→ Task description: Word for word, give every line of the listing again.
━━ Provided material
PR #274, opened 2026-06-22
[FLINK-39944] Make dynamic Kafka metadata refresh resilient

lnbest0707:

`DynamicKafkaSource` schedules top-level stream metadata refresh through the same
━━━━
→ The completed task:
PR #274, opened 2026-06-22
[FLINK-39944] Make dynamic Kafka metadata refresh resilient

lnbest0707:

`DynamicKafkaSource` schedules top-level stream metadata refresh through the same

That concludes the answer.